Поиск пиков в данных ChiP-Seq
Из Википедии, бесплатной энциклопедии
Поиск пиков (англ. Peak calling) — компьютерный метод поиска областей генома, обогащённых выровненными ридами из данных ChiP-Seq эксперимента. Такие области называют пиками, поскольку они являются локальными максимумами покрытия генома ридами (то есть количества прочтений, выровненных в данной позиции). Определённые таким образом регионы считаются местами связывания белка, с которым проводился опыт. Если речь идёт о транскрипционном факторе, то обогащённые области по сути являются сайтами связывания транскрипционного фактора. Определение областей пиков является важным шагом любого Chip-Seq эксперимента, поскольку именно на этом этапе происходит интерпретация данных — нужно отличить шумы от сигнала[1].
Обобщённый алгоритм
[править | править код]Операция нахождения пиков содержит в себе несколько этапов, необходимых для получения итогового списка пиков[2]:
- Смещение ридов (важно в случае секвенирования с одного конца — single-end sequencing).
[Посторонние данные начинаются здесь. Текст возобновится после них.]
PR #1714, opened 2024-02-28
BEP-038: Atlases

effigies:
This PR proposes the inclusion of BEP-038 into the BIDS specification.

The BEP is hosted on its own branch in the main repository, and BEP leads have been given write permissions to the branch. If you are a BEP lead and having issues writing to the branch, please let a maintainer know and we can make sure you have access.

At present this is a starting point, and I anticipate significant rewriting and reorganization before final merge. There is extensive discussion in #1281 that needs to be turned into concrete proposals. I would suggest keeping the discussion on this PR minimal so that newcomers can follow the thread. When opening PRs against this branch, please include a reference to this PR so that it shows up.

----

Related discussions

* #1281
* ... (to be added to)

PR #2140, opened 2025-06-18
feat(schema): Add meta.templates and allow for composing multiple references

effigies:
This is pulled out of #1714, which needs a way of constructing file rules by composing raw rules with rules adapted for atlas datasets. Since atlas datasets are just derivatives datasets, we can do much of the work in advance.


effigies:
@oesteban Pinging you because this is adapted from your work in BEP38. I'll also make a PR against BEP38 with the relevant changes.

rwblair (approved):
Looks good. Was debating if `null` needs a shout out in the documentation. Its meaning to schema writers is clear enough, and schema consumers don't need to know about what doesn't exist, so probably fine.

PR #2152, opened 2025-07-02
[BEP032] [FIX] Validation rules for events

CodyCBakerPhD:
This resolved some issues with my events file validation (under an ecephys directory following BEP032)

Included the other new suffixes for good measure

However, I get the following invalidation remaining on https://dandiarchive.org/dandiset/001470/draft/files?location=sub-M541/ses-M54120240831/ecephys

```bash
        [ERROR] REQUIRED_COORDSYSTEM If an electrodes.tsv file is provided, an associated coordsystem.json must also be present.

                /sub-M541/ses-M54120240831/ecephys/sub-M541_ses-M54120240831_electrodes.tsv - rules.checks.channels.RequiredCoordsystem

        Please visit https://neurostars.org/search?q=REQUIRED_COORDSYSTEM for existing conversations about this issue.

        [ERROR] SIDECAR_WITHOUT_DATAFILE A json sidecar file was found without a corresponding data file
                /sub-M541/ses-M54120240831/ecephys/sub-M541_ses-M54120240831_coordsystem.json
```
 which as you can see, has a `coordsystem.json` present (granted it's empty - still working on how the content should actually appear... but that wouldn't matter, right? Or at least give a different error like 'coordsystem content is empty'?)

Any ideas on resolving that issue @effigies?


src/schema/rules/files/raw/task.yaml
```diff
@@ -60,6 +60,18 @@ timeseries__mri_no_task:
...
 
+events__microephys:
+  $ref: rules.files.raw.task.events
+  datatypes:
+    - ecephys
+    - icephys
+  entities:
+    subject: required
+    session: optional
+    task: optional
```
yarikoptic, line 71: is that what we want?  (have task optional)

I think we better
- align with what most of other modalities mandate for entities
- do not add this section here, but rather add our two `datatypes` to the top record in this file on `events` which already covers most of other datatypes

CodyCBakerPhD: > is that what we want? (have task optional)

Yes, decided in meeting earlier. There might not always be a prescribed 'task' that can be labeled, nor multiple tasks to be distinguished



> do not add this section here, but rather add our two datatypes to the top record in this file on events which already covers most of other datatypes

That is how the PR started but then the other location was discovered, and that seems to be where all the other subspecialty types are grouped so we decided to follow established convention

PR #2158, opened 2025-07-19
[ENH] Add "Keywords" to `dataset_description.json`

markmikkelsen:
Keywords are standard in publications. Including them in BIDS as optional metadata will hopefully increase the visibility of datasets (perhaps this is something that can also be added to OpenNeuro).

### DIFF
--- a/.pre-commit-config.yaml
+++ b/.pre-commit-config.yaml
@@ -49,7 +49,7 @@ repos:
       - id: codespell
         args: ["--config=.codespellrc", "--dictionary=-", "--dictionary=.codespell_dict"]
   - repo: https://github.com/pre-commit/mirrors-mypy
-    rev: v1.17.0
+    rev: v1.17.1
     hooks:
       - id: mypy
         # Sync with project.optional-dependencies.typing
@@ -68,6 +68,6 @@ repos:
         args: ["tools/schemacode/src"]
         pass_filenames: false
   - repo: https://github.com/koalaman/shellcheck-precommit
-    rev: v0.10.0
+    rev: v0.11.0
     hooks:
       - id: shellcheck


src/modality-agnostic-files/dataset-description.md
```diff
@@ -33,6 +33,10 @@ and a guide for using macros can be found at
       "DatasetType": "RECOMMENDED",
       "License": "RECOMMENDED",
       "Authors": "RECOMMENDED if CITATION.cff is not present",
+      "Keywords": "OPTIONAL",
+      "Acknowledgements": "OPTIONAL",
+      "HowToAcknowledge": "OPTIONAL",
+      "Funding": "OPTIONAL",
```
effigies: Duplicate.

```suggestion
```

src/schema/objects/metadata.yaml
```diff
@@ -1728,6 +1728,16 @@ JNTANGChannelCount:
     Number of joint angle channels.
   type: integer
   minimum: 0
+Keywords:
+  name: Keywords
+  display_name: Keywords
+  description: |
+    List of three to six keywords that describe the content or subject matter of the dataset.
+    These are useful for enhancing the findability of the dataset through Search Engine
+    Optimization (SEO).
```
effigies: I would not mention numbers or SEO. Feels a bit out-of-place for just defining the meaning of the field.

```suggestion
    A list of keywords that describe the content or subject matter of the dataset.
    These may be used to enhance the findability of the dataset on public archives.
```

neuromechanist (approved):
This is a very nice addition.
I wonder if at a later date and PR, we'd want to consider a list of suggested keywords, which can be quite easily derived from semantic analysis of the current datasets?

PR #2161, opened 2025-08-04
[FIX][SCHEMA] make schema.rules.sidecars.anat consistent entitiy -> entities

AugustijnVrolijk:
My interpreter has currently got a hardcoded line to convert "entity" into "entities" as used everywhere else....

Каждый рид, полученный после секвенирования, имеют длину 50-300 нуклеотидов и маркирует только один из концов фрагмента ДНК, очищенного иммунопреципитацией. Соответственно, он может не содержать в себе сайта связывания белка, если длина ДНК фрагментов больше длины рида, а белок был связан с центром фрагмента. На начальном этапе поиска идентифицируют области, обогащённые ридами. После этого находят отдельно максимумы обогащения для «+» и «-» цепей. Расстояние между максимумами считают средней длиной фрагментов ДНК. После этого все риды смещают на половину такой длины в сторону центра пика (то есть в сторону их 3’-конца), и определяют истинную область связывания. В случае секвенирования парных ридов (с обоих концов каждого фрагмента), эта операция не требуется, поскольку пара ридов точно маркирует каждый фрагмент, а значит сайт связывания заведомо находится между ними.
- Оценка уровня шума. Чаще всего для оценки уровня шума проводят контрольные Chip-Seq эксперименты, в которых стадия иммунопреципитации пропущена или используются неспецифические антитела (IgG-контроли). Однако существуют программы, способные оценить шум по данным одного эксперимента.
- Идентификация пиков. Чаще всего используется скользящее окно, которое сканирует геном и определяет регионы, в которых покрытие ридами превышает некий заданный порог, или отношение покрытия условного пика превышает окружающий его шум в заданное число раз.
- Оценка качества определённых пиков. Многие программы подсчитывают P-value для каждого пика, его высоту и обогащения ридами относительно фона. Исходя из статистической значимости пиков можно сделать оценку ожидаемого уровня ложных предсказаний (FDR).
- Удаление артефактов. В данных Chip-Seq встречаются артефакты ПЦР, возникающие при пробоподготовке библиотек для секвенирования. При фильтрации пиков на предмет артефактов, удаляются такие из них, которые содержат только дуплицированные (то есть идентичные) риды, поскольку считается, что такие пики возникли из-за ПЦР. Также критически относятся к ситуациям, когда риды картированы резко асимметрично (только на 3’ или 5’ цепь).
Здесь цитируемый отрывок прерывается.